Phase 2 - Productionizing Pilot Services, Migration Testing, and Iteration
Now we have our foundation, we have our Argo CD clusters, platforms, and we have a couple of test services deployed onto those clusters. Now we're going to move into the next phase, which coincided around the start of this year, where we actually start deploying pilot services to the platform, do migration testing. Of course, also continue iterating on the platform. I want to talk you through what does it look like for one of our backend services, step-by-step, to actually go from being on ECS to be deployed on EKS. I call this service owl-service. It's not its real name, but let's go with it. I want to introduce owl-service to you. How did we pick this service?
First of all, partner teams. We have one of our teams, the core architecture team, that is close. It's one of our sister teams. We partnered with them to basically ask them if they're interested in being some of our early adopters and start deploying their services on EKS. Luckily, they were very interested. We basically sat down with this team and said, of your services, let's go through the list and see which is a handful of services that we want to migrate early on, which are some that we want to do later on. Owl-service was the second production service that we deployed on EKS. The first service was a Java service.
Now, with owl-service, we wanted a Python service to be able to make sure that with our early adopter services, we're covering already a wide range of languages and platforms, and so we get a better feel for how different services are doing on the platform.
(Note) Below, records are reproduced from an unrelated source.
PR #4075, opened 2021-12-17
feat(DocumentArray): get items by boolean array

davidbp:
DocumentArray does not currently support slicing with boolean arrays.
This  can be a bottleneck in standard python code, where "vectorized expressions" (that return a vector of booleans) are frequently used.
 
Example:

Consider the following `DocumentArray` and pandas `DataFrame`.

```python
import numpy as np
import pandas as pd

n = 10_000
np.random.seed(123)

values = np.random.random(n)
da = DocumentArray(Document(weight=w) for w in values)
df = pd.DataFrame({'weights':values})
```

Users that want to slice a `DocumentArray` curretnly use option `(I)` but the proposed approach is 12x faster.

```python
# (I) current version
%timeit DocumentArray([d for d in da if d.weight>0.04])
# 30.8 ms ± 1 ms per loop (mean ± std. dev. of 7 runs, 10 loops each)

# (II) proposed version
%timeit da[values>0.04]
# 2.38 ms ± 102 µs per loop (mean ± std. dev. of 7 runs, 100 loops each)
```

Other frameworks, such as pandas, offer a similar API as this PR aims to achieve

```python
# (I) Similar API to this PR
df[df['weights']>0.04]

# (II) Similar API of what we currently have
pd.DataFrame({'weights':[value for value in df['weights'] if value>0.04]})
```


JoanFM:
I think is an interesting feature. Lets keep as draft for after the refactoring

davidbp:
In my humble opinion it could be discussed to drive this sort of API further. 

Instead of doing `da.get_attributes('weight')` we could simply do  `da['weight']` and get a numpy array with the weights in each document of `da`. A lot of people is familiar with pandas and numpy. So getting inspired by their API might lower the difficulty of new users using Document Array.

JoanFM:
> In my humble opinion it could be discussed to drive this sort of API further.
> 
> Instead of doing `da.get_attributes('weight')` we could simply do `da['weight']` and get a numpy array with the weights in each document of `da`. A lot of people is familiar with pandas and numpy. So getting inspired by their API might lower the difficulty of new users using Document Array.

may u open a ticket in our Internal tasks repo to discuss this. Seems like an interesting approach

JoanFM:
TO be open in new repo when open

PR #4083, opened 2021-12-21
docs: update python source code in remarks

davidbp:
Refactor/Fix the source code to be rendered properly in the docs


davidbp:
Source code of the remarks section is still broken

JoanFM (approved):

PR #4087, opened 2021-12-22
fix(k8s): fix static cluster address config

jacobowitz:
Fix https://github.com/jina-ai/internal-tasks/issues/346

There is a bug when a Flow is used in K8s without the K8sGrpcConnectionPool, but just with the static GrpcConnectionPool.
There are two things wrong:
1. The Gateway is configured to send to the worker deployments, not to the head deployment
2. The Head is not configuring its static worker addresses correctly, because the shard_id is interpreted as a string, but it should be an integer.

This was surfaced by a failing K8s test, this test should work now in this PR


jacobowitz:
k8s tests are passing, the other failures are unrelated (mostly port reuse)

PR #4091, opened 2021-12-23
feat(grpc): support connect grpc server via ssl tunnel

mapleeit:


jina/peapods/networking.py
```diff
@@ -451,6 +451,50 @@ async def task_wrapper(requests, stubs):
...
+        :param options: A list of options to pass to the grpc channel
+
+        :return: A async grpc channel
+        """
+        if options == None:
+            options = GrpcConnectionPool.get_default_grpc_options()
+
+        port = address.split(':')[-1]
+
+        if port == '443':
```
JoanFM, line 491: what is this?

mapleeit: Using SSL channel if the port is 443, which is dedicated port for HTTPS.

JoanFM: it should be an option and not a hack like this I would say

mapleeit: addressed

jina/peapods/networking.py
```diff
@@ -451,6 +451,39 @@ async def task_wrapper(requests, stubs):
...
+        """
+
+        secure_channel = grpc.secure_channel
+        insecure_channel = grpc.insecure_channel
+
+        if asyncio:
+            secure_channel = grpc.aio.secure_channel
+            insecure_channel = grpc.aio.insecure_channel
+
+        if options == None:
```
JoanFM, line 479: options is

jina/peapods/networking.py
```diff
@@ -562,18 +601,25 @@ def get_default_grpc_options():
         ]
 
     @staticmethod
-    async def send_request_async(request: Request, target: str, timeout=1.0) -> Request:
+    async def send_request_async(
+        request: Request,
+        target: str,
+        timeout=1.0,
```
JoanFM, line 607: please add proper typehints.

JoanFM (commented):
For the args u will need to add it to the corresponding parser. We may be better to take from ot

PR #5445, opened 2023-02-01
fix #4959: create layouts for arranging child layouts

### LINKED ISSUE #4959: react layout handling
we need a way to handle the layout of panels and abnormal layouts like large 3d displays on the page in react. this needs to be able to handle hiding/showing of panels and other elements

garsuga:
Adds a few useful layouts like vertical and horizontal stacks and a waterfall layout to arrange the panels.

Also formats all of the react schema, they were getting very messy with all the edits.


garsuga:
CI tests got rate limited, haha

robnagler:
> CI tests got rate limited, haha

Need to fix https://github.com/radiasoft/download/issues/406 because GitHub rate limits on IPs. 

Workaround: rerun the job manually. I did this for you.

moellep:
I'm testing this PR now and it looks really good. I think the breakpoints are too small, and I think it should be sm:1, md:2, xl:3 which matches the existing app. That way you don't get into bad layouts like this:
x
or this:
y

moellep:
There are a few other small issues, like the "Ion Particle Animation" panel appearing twice in JSPEC, but I think this can be changed in the config. 

I'll make a few other layout changes to JSPEC now and check-in to this branch this morning.

PR #5450, opened 2023-02-03
Fix #5449 auth_db.rename_table works

### LINKED ISSUE #5449: expiration column db upgrade fails
Running the _20220609_add_expiration_column_to_user_role_t fails when starting the dev http server:
```TypeError: execute() got an unexpected keyword argument 't'```

To reproduce remove the entry from the db_upgrade_t table, and rename the existing user_role_t.expiration to another name (our version of sqllite does not support "drop column").

### PR DESCRIPTION
**Pull request by robnagler**
- db_upgrade test
- auth_db.drop_table
- _20230203_drop_spa_session replaces _20221120_rename_session_to_spa_session

### CODE REVIEW

**Comment by moellep** [comment]
Also the line:
```python
def _execute_sql(self, text, **kwargs):
        return self.execute(sqlalchemy.text(text + ";"), **kwargs)
```
should be changed to remove the kwargs. That line is wrong, even if we did want kwargs to be passed, because it should be passed as kwargs (a dict), not **kwargs.

I did some testing with sqlalchemy and found that the bind params seem to only work with parts of the sql statement. 
This works: ```execute('SELECT * FROM user_role_t WHERE uid = :uid', {uid = '00000000'})```
but this fails: ```execute('ALTER TABLE :t ADD foo DATETIME', {t='user_role_t'})```
with the error: 
```
(sqlite3.OperationalError) near "?": syntax error
[SQL: ALTER TABLE ? ADD foo3 DATETIME]
```

PR #5452, opened 2023-02-03
Fix #5451 replies need manual memory management

### LINKED ISSUE #5451: tornado home page files fail with no handle

robnagler:
Flask accepts the file handle on replies and doesn't need management. Tornado does not, and we process. However we need to free the handle after it is read. With a nested call_api, the handle is carried across qcalls and therefore needs to be manually freed. Required modifying all call_api calls. 

Also fixed exception handling during the tornado write calls.


sirepo/template/srw.py
```diff
@@ -609,10 +614,14 @@ def import_file(req, tmp_dir, qcall, **kwargs):
             except Exception:
                 pass
         raise
+    finally:
+        if r:
+            r.destroy()
+            r = None
```
rorour, line 620: r isn't used again. Why is `r = None` necessary?
Even in cases where r is set to another response (L574 & 596) why is `r = None` necessary?

rorour:
Do I need to use a flag for tornado to run with these changes?

robnagler:
> Do I need to use a flag for tornado to run with these changes?

Yes:

SIREPO_PKCLI_SERVICE_TORNADO=1 sirepo service http

sirepo/template/srw.py
rorour: @robnagler

rorour:
Runs fine. I was waiting on a response to the comment above

sirepo/template/srw.py
robnagler: I was just repeating a garbage collection pattern that was used above. It's important that r not be used again. If new code is added some day, I wanted `r` to be invalid at that point.

rorour: What would you think about having `destroy()` return `None` and doing `r = r.destroy()` ? Something about needing 2 actions for proper garbage collection in every use of r seems terribly inefficient to me. But I'm guessing you might think my suggestion is unintuitive and that it's better to explicitly show what's happening to r in every case

robnagler: Yes, I think in this case, it's clearer to have two lines, even if it is extra code. This particular function is quite odd should be done differently. All file imports should run in the agent. When it was written, we didn't have stateless compute. What it's doing is creating a simulation so it can call run simulation which does the actual import.

PR #5460, opened 2023-02-07
Fix #5380: SDDS Plotting Refactor

### LINKED ISSUE #5380: 20230215 Common SDDS plotting prep
Many apps (elegant, opal, jspec, omega) need to be able plot data from a sdds file, either as a line plot or a heatmap.

The code could be consolidated into a utility class. Something like:

```python
class SDDSUtil():
    def __init__(filename):
        ...
    def heatmap(plot_attrs):
        ...
    def lineplot(plot_attrs):
        ...
```
where plot_attrs is a PKDict of values, x, x_label, title, ...

For example, in template.jspec, much of the sim_frame_particleAnimation() method could be replaced with this:
```python
    ...
    return SDDSUtil(filename).heatmap(PKDict(
        x=xfield,
        x_label=_field_label(xfield),
        y=yfield,
        y_label=_field_label(yfield),
        title="Ions at time {:.2f} [s]".format(time),
    )
```

Consolidating the code should make it easier to fix bugs in one place. For example, only template.opal sim_frame_plot2Animation() correctly trims points to match the values from the first "x" read (the file could be growing as read, so subsequent "y" reads could have more values).

x_label could be omitted and the label could be constructed from the label and units in the sdds file. Also, units could be automatically added from the sdds file if present. 

The SDDSUtil() class should use the sdds_util and template_common libraries, but eventually it should replace them.

rorour:


sirepo/template/sdds_util.py
```diff
@@ -41,6 +42,90 @@
...
+            col = extract_sdds_column(self.filename, col_name, 0)
+            if col.err:
+                return col.err
+            plot = PKDict(
+                points=col["values"],
+                label=plot_attrs.frame_args[f],
+                col_name=col_name,
+            )
+            if f == "x":
+                plot.x = True
```
rorour, line 99: I don't like this, but I was trying to find a way to handle the different case for formatting x in _sdds_report

moellep: This is good progress. Here are a few items which should clean it up a bit:

The API to line plot is called like this:
```python
    return sdds_util.SDDSUtil(str(frame_args.run_dir.join(_OPAL_SDDS_FILE))).lineplot(
        PKDict(
            x=("x",),
            y=("y1", "y2", "y3"),
            ...
        )
    )
```
That may confuse people into thinking there could multiple "x" values allowed which isn't the case. Instead, the API should probably be changed to something like this, which is very explicit that there is one x values allowed and multiple y values.
```python
    return sdds_util.SDDSUtil(str(frame_args.run_dir.join(_OPAL_SDDS_FILE))).lineplot(
        PKDict(
            x_field="x",
            y_fields=("y1", "y2", "y3"),
            ...
        )
    )
```

I've done some testing with jspec and the bug related to sorting vtrans seems to be fixed in the physics code, and I can't find a case where the V_trans values are out of order. So we can remove ```def _resort_vtrans(...)``` from template.jspec and remove the ```v_trans_hook``` parameter from SDDSUtil.

The code 
```python
    if f == "x":
        plot.x = True
```
can be removed from SDDSUtil if the line is changed in template.jspec from:
```python
    def _format_plot(plot, sdds_units):
        if "x" in plot and plot.x:
            ....
```
to
```python
    def _format_plot(plot, sdds_units):
        if x_field == plot.col_name:
            ....
```

also, in SDDSUtil, the line:
```python
            if f == "x":
                x = plot
```
could be changed to this, avoiding the static literal:
```python
            # after plot_attrs.x is renamed to plot.attrs.x_field
            if f == plot_attrs.x_field:
                x = plot
```

moellep (changes requested):

moellep:
Here's another thought - I think we should remove the "frame_args" from the SDDSUtil interface and replace it with "model" which can be constructed from the frame_args. That way the SDDSUtil could be used for plots which don't come through the sim_frame methods. (Automatic plots don't have a frame args, just a model - manual plots have a frame_args which have values which may be different from the underlying model, which is why the code merges it together).

So we could have a new template_common helper function:
```python
def model_from_frame_args(frame_args):
    res = frame_args.sim_in.models[frame_args.frameReport]
    res.update(frame_args)
    return res
```

And the lineplot interface would look like this:
```python
    return sdds_util.SDDSUtil(filename).lineplot(
        PKDict(
            x_field="x",
            y_fields=("y1", "y2", "y3"),
            format_col_name=_map_field_name,
            model=template_common.model_from_frame_args(frame_args),
            format_plot=_format_plot,
        )
    )
```

Also, I'd make "format_col_name" optional in SDDSUtil, because in many cases the field value will match up with the sdds column name.

sirepo/template/sdds_util.py
rorour: bc2d5a6844bd5910a78960ca4e509e4f80fa3deb

moellep:
This looks great - I've added a unit test which can be expanded as we find failures.

Try refactoring template.elegant _extract_report_data() and see if the new module can be applied. One thing which will need to be added is a page_index attribute, because many elegant plots have paged datasets (see the elegant sim "bunchComp - fourDipoleCSR" plots for an example).

Another thing to consider would be to simplify the interface by using default values for x_field and y_fields. Defaulting to "x" and ("y1", "y2", "y3") in SDDSUtil would remove those args from jspec and opal. Basically, you want to make the API calls as sparse as possible if there is duplication across apps. Add some documentation to SDDSUtil.lineplot which documents the available arguments and default values.

moellep (approved):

It was medium critically, so it doesn't take down the app if it goes down, but it does impact our users, whereas our very first production service was non-critical. We just wanted to have a safe choice. With this service, we wanted to give us a bit more of a challenge and also get more information again.
Now that we have our owl-service, we're actually going to deploy it. As I mentioned before, we still have some Terraform that we're actually using. At Duolingo, we have our platform teams that maintain a library of shared Terraform modules. For almost any resource that you would want to stand up on AWS, we have a module that you can use to do that. We basically created a new EKS service module that, like I said, mainly manages AWS permissions. This is very stripped down from our previous ECS module, where that module contained practically the whole ECS service. There's also a separate module that we created for observability, and that creates some of the default alarms, as well as dashboards and log groups and so on. You can see here, as inputs, it just takes the environment that you want to deploy it on, product, service. These are used for tags. We use default tags on Terraform, and some environment variables.
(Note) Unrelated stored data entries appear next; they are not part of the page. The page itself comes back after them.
PR #5469, opened 2023-02-09
fix #4945 react colorbar

### LINKED ISSUE #4945: 20230205 react heatplot colorbar
Add on to #4927
Add a colorbar to the side of the heatmap plot, except for the "high contrast" color map, in which case it should be hidden.

moellep:
- added AxisRight support to axis.ts
- compute zRange and dataId for HeatPlotConfig
- cache heatplot canvas
- added colorbar component and use w/heatplot
- added sirepo color maps
- improve axis number format
- reduced axis margins
- fix graph2d clipping bug using wrong clipPath
- pass report model down to the plots


moellep:
@garsuga please review, especially the parts in layout/report.tsx where the report model is combined into currentFrame.data.

garsuga:
I refactored a couple things that were causing me issues. It helps to migrate the remaining js files to typescript. Could you check and make sure everything still works? Were there any other places you wanted me to look at besides the model stuff?

garsuga:
Also with the HeatPlotImage component, we should definitely look at a different approach. With the way it is written it will always we a little slow. I think we should try to separate the "moving" from where we raster the image using something like portals.

garsuga (approved):

PR #5487, opened 2023-02-15
fix #5471 new API for bluesky sims

### LINKED ISSUE #5471: 20230215 run bluesky simulation without agent
Bluesky would be much faster avoiding the agent and return the result data file directly from the call.

moellep:


robnagler:
This will be solved with #6784.

PR #5488, opened 2023-02-16
fix radiasoft/raydata#75: run analysis on any scan

rorour:
depends on https://github.com/radiasoft/raydata/pull/76


sirepo/package_data/static/js/raydata.js
```diff
@@ -14,6 +14,9 @@ SIREPO.app.config(() => {
         <div data-ng-switch-when="RecentlyExecutedScansTable" class="col-sm-12">
           <div data-scans-table="" data-model-name="modelName" data-analysis-status="recentlyExecuted"></div>
         </div>
+        <div data-ng-switch-when="RunAnalysisTable" class="col-sm-12">
+          <div data-scans-table="" data-model-name="modelName" data-analysis-status="all"></div>
```
robnagler, line 18: This type of code is problematic, because the value `all` is not unique. Maybe `allStatuses`

sirepo/package_data/static/js/raydata.js
```diff
@@ -502,6 +513,22 @@ SIREPO.app.directive('scansTable', function() {
...
+            $scope.runAnalysis = (scan, event) => {
+                event.stopPropagation();
+                requestSender.sendStatelessCompute(
+                    appState,
+                    (json) => {},
+                    {
+                        method: 'run_analysis',
+                        args: {
+                            catalogName: appState.models.catalog.catalogName,
+                            uid: scan.uid,
```
robnagler, line 525: `uid` is another confusing value. It has nothing to do with our normal `uid` values. Too much to change, but reading the code is confusing for a newbie.

robnagler (changes requested):

sirepo/package_data/static/js/raydata.js
rorour: 9919d9721389a3c534885a7bb02158f5c7e72625

e-carlin:

rorour:
Awaiting review

robnagler:
I didn't have time. lgtm, but I don't have context so @e-carlin you should review.

e-carlin (changes requested):
The code looks good. I noticed a few usability problems while clicking around. Lmk if you can't reproduce any of them and we can troubleshoot together:

The executed tab seems to be broken. I entered the times, clicked save changes, and got back this error.
```
  File "/home/vagrant/.pyenv/versions/3.7.2/envs/py3/lib/python3.7/site-packages/tornado/web.py", line 1713, in _execute
    result = await result
  File "/home/vagrant/src/radiasoft/raydata/raydata/pkcli/scan_monitor.py", line 218, in post
    self.write(await self._incoming(PKDict(pkjson.load_any(self.request.body))))
  File "/home/vagrant/src/radiasoft/raydata/raydata/pkcli/scan_monitor.py", line 215, in _incoming
    return getattr(self, "_" + req.pkdel("method"))(req)
  File "/home/vagrant/src/radiasoft/raydata/raydata/pkcli/scan_monitor.py", line 287, in _get_scans
    if m.start() >= a.searchStartTime and m.stop() <= a.searchStopTime:
TypeError: '<=' not supported between instances of 'tuple' and 'int'
```

On the Run Analysis tab the status is a little “i”. When I hover over it I don’t get a tooltip telling me what that icon means. If you hover over the status on the other tabs you’ll get a tooltip with what the status is. I think this should be added to the run analysis tab.

On the Run Analysis tab you shouldn’t be able to click on a row for a scan that has never been run and get the output.


I can queue the scan to be run for analysis multiple times. I think we should probably only allow a scan to be queued if it is in one of the stopped states. Otherwise things like the status won’t be right (a scan can be running and queued).

There is some sort of asynchrony bug going on. I queued the same scan multiple times (~10), refreshed the “Run Analysis” tab, then clicked on “View Log” for the scan I ran analysis for. It took ~15 seconds for the log to come back which I think is too long. Also, if I changed the start/stop time on the Run Analysis tab it took ~10s for the “Save Changes” button to appear. In addition after it came back I saw this error
```
HTTPServerRequest(protocol='http', host='127.0.0.1:9001', method='POST', uri='/scan-monitor', version='HTTP/1.1', remote_ip='127.0.0.1')
  File "/home/vagrant/.pyenv/versions/3.7.2/envs/py3/lib/python3.7/site-packages/tornado/web.py", line 1713, in _execute
    result = await result
  File "/home/vagrant/src/radiasoft/raydata/raydata/pkcli/scan_monitor.py", line 218, in post
    self.write(await self._incoming(PKDict(pkjson.load_any(self.request.body))))
  File "/home/vagrant/src/radiasoft/raydata/raydata/pkcli/scan_monitor.py", line 215, in _incoming
    return getattr(self, "_" + req.pkdel("method"))(req)
  File "/home/vagrant/src/radiasoft/raydata/raydata/pkcli/scan_monitor.py", line 239, in _analysis_run_log
    p = _Analysis.analysis_output_dir(req.uid).join("run.log")
  File "/home/vagrant/src/radiasoft/raydata/raydata/pkcli/scan_monitor.py", line 109, in analysis_output_dir
    return cfg.db_dir.join(uid)
  File "/home/vagrant/.pyenv/versions/3.7.2/envs/py3/lib/python3.7/site-packages/py/_path/local.py", line 336, in join
    strargs = [fspath(arg) for arg in args]
  File "/home/vagrant/.pyenv/versions/3.7.2/envs/py3/lib/python3.7/site-packages/py/_path/local.py", line 336, in <listcomp>
    strargs = [fspath(arg) for arg in args]
TypeError: expected str, bytes or os.PathLike object, not NoneType
```

I think the “Run Analysis” button should be grayed out after click until the status changes to queued. Then the button should either continue to be disabled until the scan finishes or it should be hidden altogether.

robnagler (approved):
I will leave it to you or @e-carlin to merge.

rorour:
> On the Run Analysis tab the status is a little “i”. When I hover over it I don’t get a tooltip telling me what that icon means. If you hover over the status on the other tabs you’ll get a tooltip with what the status is. I think this should be added to the run analysis tab.

Scans that haven't been added to the _Analysis database don't currently have a status. What would you like to call the status for these scans?

e-carlin:
Hmm maybe just "Not Analyzed"? If you have something better go with that.

rorour:
Something about having this status strikes me as odd. (Not just the name Not Analyzed but the status in general.) The _AnalysisStatus enum was created to describe the states of scans in the database, and now it's also describing scans that are not in the database. "Not analyzed" might be the most helpful description to read on the tooltip but it's not really clear as a member of _AnalysisStatus because scans that are pending, error etc could also be described as not analyzed. We need to describe that the scan has not been interacted with for analysis in any way, and something like "None" or "NA" for not applicable is the only thing that makes sense for me as an "analysis status" for these scans. I'm going with "None" right now, but if you have any thoughts on this let me know.

e-carlin:
[Naming, one of the hardest things in programming...](https://martinfowler.com/bliki/TwoHardThings.html). Thanks for giving it some thought. None sounds good!

rorour:
@e-carlin Addressed your comments in https://github.com/radiasoft/sirepo/pull/5488/commits/dbe98ffef9c57a5ac305af256ad28cdbbd5a5210 and https://github.com/radiasoft/raydata/pull/76/commits/822119265ce37f37995ab2892a93a66d3ed63271. Except for the asynchrony problem- is this not the same issue [identified here](https://github.com/radiasoft/sirepo/pull/4977#issuecomment-1292732746)? If you would like me to fix it on this PR I think it would be helpful to meet to discuss it more.
I also wasn't able to reproduce the TypeError.

sirepo/package_data/static/js/raydata.js
```diff
@@ -370,10 +381,13 @@ SIREPO.app.directive('scansTable', function() {
         `,
         controller: function(appState, errorService, panelState, raydataService, requestSender, $scope, $interval, $timeout) {
             $scope.analysisModalId = 'sr-analysis-output-' + $scope.analysisStatus;
+            // POSIT: Matches _AnalysisStatus.NONE in scan monitor
+            $scope.analysisStatusNone = "none";
```
e-carlin, line 385: I don't believe this needs to be on scope. Also, let's move it to a const (UPPER_CAMEL_CASE) inside of raydataService. 

The same can be done for defaultColumns and the ["pending", "running"] on line 507.

sirepo/package_data/static/js/raydata.js
```diff
@@ -488,6 +502,17 @@ SIREPO.app.directive('scansTable', function() {
                 $scope.saveColumnChanges();
             };
 
+            $scope.disableRunAnalysis = (scan) => {
```
e-carlin, line 505: I think this can be reduced to just `return ["pending", "running"].includes(scan.status)`.

Then in runAnalysis instead of adding the scan to disabledRunButtonScans we can set the scan.status to pending. 

That way we eliminate the logic for keeping track of disabledRunButtonScans.

sirepo/package_data/static/js/raydata.js
```diff
@@ -522,7 +564,7 @@ SIREPO.app.directive('scansTable', function() {
 
             $scope.setSelectedScan = (scan) => {
                 $scope.selectedScan = scan;
-                if ($scope.selectedScan !== null) {
+                if ($scope.selectedScan !== null && $scope.selectedScan.status !== $scope.analysisStatusNone) {
```
e-carlin, line 567: I think this should include pending scans too.

sirepo/package_data/static/js/raydata.js
rorour: This doesn't work - the front end receives another response that resets the scan status before the server has changed it to pending, which re-enables the button for a moment. I think the front end needs to keep track of this.

sirepo/package_data/static/js/raydata.js
rorour: 18d9639913cbfbaea48046856468f9dcbb7714aa

sirepo/package_data/static/js/raydata.js
rorour: 18d9639913cbfbaea48046856468f9dcbb7714aa

rorour:
regarding the type error scan: I still haven't been able to recreate this, but based on the stack trace it seems like the request to analysis_run_log is not sending a valid uid in your case. I'm not sure why that is, but maybe the check I added in viewLogIframeWrapper will fix it?

sirepo/package_data/static/js/raydata.js
e-carlin: Ah right. Sorry about that.

One concern with this code is if a scan doesn't enter an `ANALYSIS_STATUS_NON_STOPPED` state in time for the GUI to pick up on it it will never be removed from disabledRunButtonScans. For example, this could happen if it goes straight to error w/o a call to run_status in between to pick up on the temporary running/pending state.

Here is a strategy I think might work: On sending to run_analysis add the scan to a dict of `disabledRunButtonScans` (maybe rename to pendingRunAnalysis or something like that). On reply from the server (error or success) remove the scan from the dict, set its status to pending. On the next scans request the status will be updated with the actual status of the scan (what the scan monitor says). In $scope.disableRunAnalysis() check pendingRunAnalysis. If it is in pendingRunAnalysis then return true. Else return raydataService.ANALYSIS_STATUS_NON_STOPPED.includes(scan.status).


Also, a dict should be used instead of an array to keep track of the disable scans. The access pattern is to always look for a certain scan id. So, we can have that be the key and the value doesn't matter (ex true for everything). That way we do constant time lookups/deletions instead of linear time (includes, splice).

e-carlin:
> regarding the type error: I still haven't been able to recreate this, but based on the stack trace it seems like the request to analysis_run_log is not sending a valid uid in your case. I'm not sure why that is, but maybe the check I added in viewLogIframeWrapper will fix it?

I can't reproduce it now either. Even if I remove the check I can't reproduce... Let's get rid of the check for now and we can just keep an eye out for the error. My concern with the check is that it masks some problem. I don't think there should ever be a case where we open the modal and don't have a scanId.

e-carlin (changes requested):
Looks good. Two comments (disabledRunButtonScans and the wrapper check).

sirepo/package_data/static/js/raydata.js
rorour: 260c46d618791faf0cbf7814cf1b64c872b72c51

e-carlin (approved):
Looks good!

Once we have the Terraform in place, the next step, as I mentioned, is the Argo CD manifest. This is a new concept for us in the Kubernetes world, where you basically have this manifest file that defines what service looks like, what resources it requires, and so on. Previously, that was managed in Terraform, now this information has moved into this manifest file. This is the actual manifest file for the owl-service. I just blacked out the ECR repository. Basically, you can configure memory, CPU, and so on. This is also based on a Duolingo service Helm chart, so there are also defaults for all of those values.
Additionally, to the memory and CPU reservations, you also define scaling behavior and those deployment strategies that I mentioned earlier. Argo CD, do you want to use a blue-green deployment? Do you want to use a rolling update? That would be defined in this file as well. Additionally, to these actual files, which contain the actual configuration, we're also later on building automation on top of these files so that developers don't need to actually go in and edit this file in GitHub, but can use a job to say, I want to scale my service to a higher number, and so on.
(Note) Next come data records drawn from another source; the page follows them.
Issue #5483, opened 2023-02-14
20230216 Alpha slider error


mkeilman:
Javascript error when opening visualization tab:
```javascript
TypeError: Cannot read properties of null (reading 'readout')
    at updateReadout (sirepo-components.js?20230131.232553:3818:83)
    at update (sirepo-components.js?20230131.232553:3806:17)
    at sirepo-components.js?20230131.232553:3859:17
    at m.$broadcast (angular.js:19720:15)
    at init (radia.js?20230131.232553:2715:24)
    at radia.js?20230131.232553:2948:17
    at m.$emit (angular.js:19648:15)
    at $scope.init (sirepo-plotting-vtk.js?20230131.232553:2955:24)
    at controller (sirepo-plotting-vtk.js?20230131.232553:3016:20)
    at Object.invoke (angular.js:5141:16)
```
The functionality is apparently not affected, so we probably calling the update before the UI is ready

PR #5489, opened 2023-02-16
Fix #5310 radia align shapes in groups

### LINKED ISSUE #5310: Allow alignment of grouped shapes
Add buttons in the group editor to align the centers or edges of shapes in the group, in each dimension.

mkeilman:
Notes:
- Adds centering and alignment buttons to groups in the object list that appear on hover
- Objects in the group align with the first
- Alignment is done relative to the current coordinate plane (xy, yz, zx)
- Objects cannot belong to multiple groups so the copy button for groups has been removed
- Adds colors to the object list to make it easier to associate with the shapes


moellep:
I'm not sure if this is an error related to this branch, or a separate issue:

When I select "new simulation", and drag a cuboid and an l-bend onto the grid, and then visit the visualization page, it shows an error notice "Cannot read properties of null (reading 'readout')". Sometimes it works, OK, or sometimes it shows that notice if I'm on the Visualization tab and refresh the browser page.

moellep:
Also, maybe a separate issue:

If I create a group of 2 items and then apply a rotation transform to the group, the group outline rotates, but the subitems do not. When viewed on the Visualization page, the subitems do appear correctly rotated.

mkeilman:
> When I select "new simulation", and drag a cuboid and an l-bend onto the grid, and then visit the visualization page, it shows an error notice "Cannot read properties of null (reading 'readout')". Sometimes it works, OK, or sometimes it shows that notice if I'm on the Visualization tab and refresh the browser page.

See #5483

mkeilman:
> If I create a group of 2 items and then apply a rotation transform to the group, the group outline rotates, but the subitems do not. When viewed on the Visualization page, the subitems do appear correctly rotated.

Yes, separate issue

Once we have Terraform and the Argo CD part, we basically have a service running on Kubernetes, if everything went well, which is great news. At that point, we basically do service validation. With the help of the actual owning teams who know their service best, we go in and check what the health of the service is. This is also where our observability metrics come in handy. Looking at metrics, traces, logs, we're able to just see how the service is running. Is it heavy on the platform? We can also do things like just checking the routes and comparing the responses to the still-running ECS service. You could just, for example, curl or send some requests to both services with the same parameters, compare the responses, which hopefully are the same. You can also do some basic load testing. This we focused on more in the beginning when we were still less confident with the platform, but just send some load to the service, see how it behaves, how the scaling behavior is done.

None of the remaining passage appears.